== Work order ==
Word for word, write out all of the entries that follow.

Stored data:
________________________

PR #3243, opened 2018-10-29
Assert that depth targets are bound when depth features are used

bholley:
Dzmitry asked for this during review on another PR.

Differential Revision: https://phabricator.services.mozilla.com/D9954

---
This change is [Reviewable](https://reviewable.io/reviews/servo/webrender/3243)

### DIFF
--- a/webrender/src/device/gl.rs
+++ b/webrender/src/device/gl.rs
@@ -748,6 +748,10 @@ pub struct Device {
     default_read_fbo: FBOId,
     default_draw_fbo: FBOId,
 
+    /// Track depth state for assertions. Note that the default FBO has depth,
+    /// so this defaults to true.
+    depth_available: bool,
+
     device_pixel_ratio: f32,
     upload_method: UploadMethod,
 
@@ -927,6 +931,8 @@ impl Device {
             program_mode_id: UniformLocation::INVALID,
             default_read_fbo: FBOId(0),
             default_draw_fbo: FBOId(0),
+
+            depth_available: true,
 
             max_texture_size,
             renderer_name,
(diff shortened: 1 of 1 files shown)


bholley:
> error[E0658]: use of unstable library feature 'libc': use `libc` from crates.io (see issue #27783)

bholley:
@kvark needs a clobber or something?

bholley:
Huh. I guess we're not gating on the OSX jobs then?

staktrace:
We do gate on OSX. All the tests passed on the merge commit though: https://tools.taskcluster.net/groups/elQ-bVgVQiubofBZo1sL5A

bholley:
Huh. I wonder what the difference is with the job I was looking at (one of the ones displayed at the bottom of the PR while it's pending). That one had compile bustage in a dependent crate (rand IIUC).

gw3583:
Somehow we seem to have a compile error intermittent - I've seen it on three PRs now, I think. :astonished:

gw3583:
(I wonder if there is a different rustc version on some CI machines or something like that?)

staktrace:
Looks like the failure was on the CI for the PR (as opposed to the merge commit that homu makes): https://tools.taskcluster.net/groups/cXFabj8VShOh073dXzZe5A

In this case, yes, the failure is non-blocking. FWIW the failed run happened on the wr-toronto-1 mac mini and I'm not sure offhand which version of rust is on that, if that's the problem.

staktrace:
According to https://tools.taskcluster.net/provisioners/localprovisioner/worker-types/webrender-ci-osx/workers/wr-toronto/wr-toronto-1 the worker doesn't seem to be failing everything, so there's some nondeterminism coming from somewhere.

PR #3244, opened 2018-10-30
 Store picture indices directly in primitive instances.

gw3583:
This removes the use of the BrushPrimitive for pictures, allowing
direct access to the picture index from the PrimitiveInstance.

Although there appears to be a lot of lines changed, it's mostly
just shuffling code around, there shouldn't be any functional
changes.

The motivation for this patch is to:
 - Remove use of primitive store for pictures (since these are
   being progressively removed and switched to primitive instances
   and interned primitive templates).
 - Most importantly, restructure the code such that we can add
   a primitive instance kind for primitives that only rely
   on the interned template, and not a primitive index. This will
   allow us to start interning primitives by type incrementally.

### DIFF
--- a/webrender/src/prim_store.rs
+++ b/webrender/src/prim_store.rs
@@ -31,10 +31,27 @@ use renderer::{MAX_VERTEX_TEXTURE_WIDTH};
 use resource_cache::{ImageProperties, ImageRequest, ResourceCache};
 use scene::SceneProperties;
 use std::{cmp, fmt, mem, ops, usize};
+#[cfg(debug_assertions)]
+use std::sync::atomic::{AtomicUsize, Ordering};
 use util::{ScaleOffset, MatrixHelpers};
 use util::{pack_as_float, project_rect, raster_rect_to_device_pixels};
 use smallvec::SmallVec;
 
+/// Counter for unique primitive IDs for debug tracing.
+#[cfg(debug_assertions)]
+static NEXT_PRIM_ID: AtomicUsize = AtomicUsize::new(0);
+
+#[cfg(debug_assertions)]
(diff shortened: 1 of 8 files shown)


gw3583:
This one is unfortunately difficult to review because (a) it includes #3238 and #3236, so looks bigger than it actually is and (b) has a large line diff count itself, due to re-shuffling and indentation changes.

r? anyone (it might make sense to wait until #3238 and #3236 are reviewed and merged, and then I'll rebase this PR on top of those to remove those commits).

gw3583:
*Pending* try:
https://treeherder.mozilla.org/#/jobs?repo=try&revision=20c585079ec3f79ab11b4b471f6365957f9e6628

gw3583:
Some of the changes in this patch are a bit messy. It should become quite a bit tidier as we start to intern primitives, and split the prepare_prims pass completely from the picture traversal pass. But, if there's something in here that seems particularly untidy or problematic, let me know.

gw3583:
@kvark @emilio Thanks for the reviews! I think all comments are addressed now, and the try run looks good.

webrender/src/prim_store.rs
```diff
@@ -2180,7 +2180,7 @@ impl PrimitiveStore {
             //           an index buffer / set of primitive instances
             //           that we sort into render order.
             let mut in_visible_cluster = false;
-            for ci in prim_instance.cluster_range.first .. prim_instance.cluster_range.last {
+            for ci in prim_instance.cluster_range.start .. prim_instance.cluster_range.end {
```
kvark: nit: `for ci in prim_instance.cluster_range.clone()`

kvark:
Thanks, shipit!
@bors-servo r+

________________________

== Your solution ==
PR #3243, opened 2018-10-29
Assert that depth targets are bound when depth features are used

bholley:
Dzmitry asked for this during review on another PR.

Differential Revision: https://phabricator.services.mozilla.com/D9954

---
This change is [Reviewable](https://reviewable.io/reviews/servo/webrender/3243)

### DIFF
--- a/webrender/src/device/gl.rs
+++ b/webrender/src/device/gl.rs
@@ -748,6 +748,10 @@ pub struct Device {
     default_read_fbo: FBOId,
     default_draw_fbo: FBOId,
 
+    /// Track depth state for assertions. Note that the default FBO has depth,
+    /// so this defaults to true.
+    depth_available: bool,
+
     device_pixel_ratio: f32,
     upload_method: UploadMethod,
 
@@ -927,6 +931,8 @@ impl Device {
             program_mode_id: UniformLocation::INVALID,
             default_read_fbo: FBOId(0),
             default_draw_fbo: FBOId(0),
+
+            depth_available: true,
 
             max_texture_size,
             renderer_name,
(diff shortened: 1 of 1 files shown)


bholley:
> error[E0658]: use of unstable library feature 'libc': use `libc` from crates.io (see issue #27783)

bholley:
@kvark needs a clobber or something?

bholley:
Huh. I guess we're not gating on the OSX jobs then?

staktrace:
We do gate on OSX. All the tests passed on the merge commit though: https://tools.taskcluster.net/groups/elQ-bVgVQiubofBZo1sL5A

bholley:
Huh. I wonder what the difference is with the job I was looking at (one of the ones displayed at the bottom of the PR while it's pending). That one had compile bustage in a dependent crate (rand IIUC).

gw3583:
Somehow we seem to have a compile error intermittent - I've seen it on three PRs now, I think. :astonished:

gw3583:
(I wonder if there is a different rustc version on some CI machines or something like that?)

staktrace:
Looks like the failure was on the CI for the PR (as opposed to the merge commit that homu makes): https://tools.taskcluster.net/groups/cXFabj8VShOh073dXzZe5A

In this case, yes, the failure is non-blocking. FWIW the failed run happened on the wr-toronto-1 mac mini and I'm not sure offhand which version of rust is on that, if that's the problem.

staktrace:
According to https://tools.taskcluster.net/provisioners/localprovisioner/worker-types/webrender-ci-osx/workers/wr-toronto/wr-toronto-1 the worker doesn't seem to be failing everything, so there's some nondeterminism coming from somewhere.

PR #3244, opened 2018-10-30
 Store picture indices directly in primitive instances.

gw3583:
This removes the use of the BrushPrimitive for pictures, allowing
direct access to the picture index from the PrimitiveInstance.

Although there appears to be a lot of lines changed, it's mostly
just shuffling code around, there shouldn't be any functional
changes.

The motivation for this patch is to:
 - Remove use of primitive store for pictures (since these are
   being progressively removed and switched to primitive instances
   and interned primitive templates).
 - Most importantly, restructure the code such that we can add
   a primitive instance kind for primitives that only rely
   on the interned template, and not a primitive index. This will
   allow us to start interning primitives by type incrementally.

### DIFF
--- a/webrender/src/prim_store.rs
+++ b/webrender/src/prim_store.rs
@@ -31,10 +31,27 @@ use renderer::{MAX_VERTEX_TEXTURE_WIDTH};
 use resource_cache::{ImageProperties, ImageRequest, ResourceCache};
 use scene::SceneProperties;
 use std::{cmp, fmt, mem, ops, usize};
+#[cfg(debug_assertions)]
+use std::sync::atomic::{AtomicUsize, Ordering};
 use util::{ScaleOffset, MatrixHelpers};
 use util::{pack_as_float, project_rect, raster_rect_to_device_pixels};
 use smallvec::SmallVec;
 
+/// Counter for unique primitive IDs for debug tracing.
+#[cfg(debug_assertions)]
+static NEXT_PRIM_ID: AtomicUsize = AtomicUsize::new(0);
+
+#[cfg(debug_assertions)]
(diff shortened: 1 of 8 files shown)


gw3583:
This one is unfortunately difficult to review because (a) it includes #3238 and #3236, so looks bigger than it actually is and (b) has a large line diff count itself, due to re-shuffling and indentation changes.

r? anyone (it might make sense to wait until #3238 and #3236 are reviewed and merged, and then I'll rebase this PR on top of those to remove those commits).

gw3583:
*Pending* try:
https://treeherder.mozilla.org/#/jobs?repo=try&revision=20c585079ec3f79ab11b4b471f6365957f9e6628

gw3583:
Some of the changes in this patch are a bit messy. It should become quite a bit tidier as we start to intern primitives, and split the prepare_prims pass completely from the picture traversal pass. But, if there's something in here that seems particularly untidy or problematic, let me know.

gw3583:
@kvark @emilio Thanks for the reviews! I think all comments are addressed now, and the try run looks good.

webrender/src/prim_store.rs
```diff
@@ -2180,7 +2180,7 @@ impl PrimitiveStore {
             //           an index buffer / set of primitive instances
             //           that we sort into render order.
             let mut in_visible_cluster = false;
-            for ci in prim_instance.cluster_range.first .. prim_instance.cluster_range.last {
+            for ci in prim_instance.cluster_range.start .. prim_instance.cluster_range.end {
```
kvark: nit: `for ci in prim_instance.cluster_range.clone()`

kvark:
Thanks, shipit!
@bors-servo r+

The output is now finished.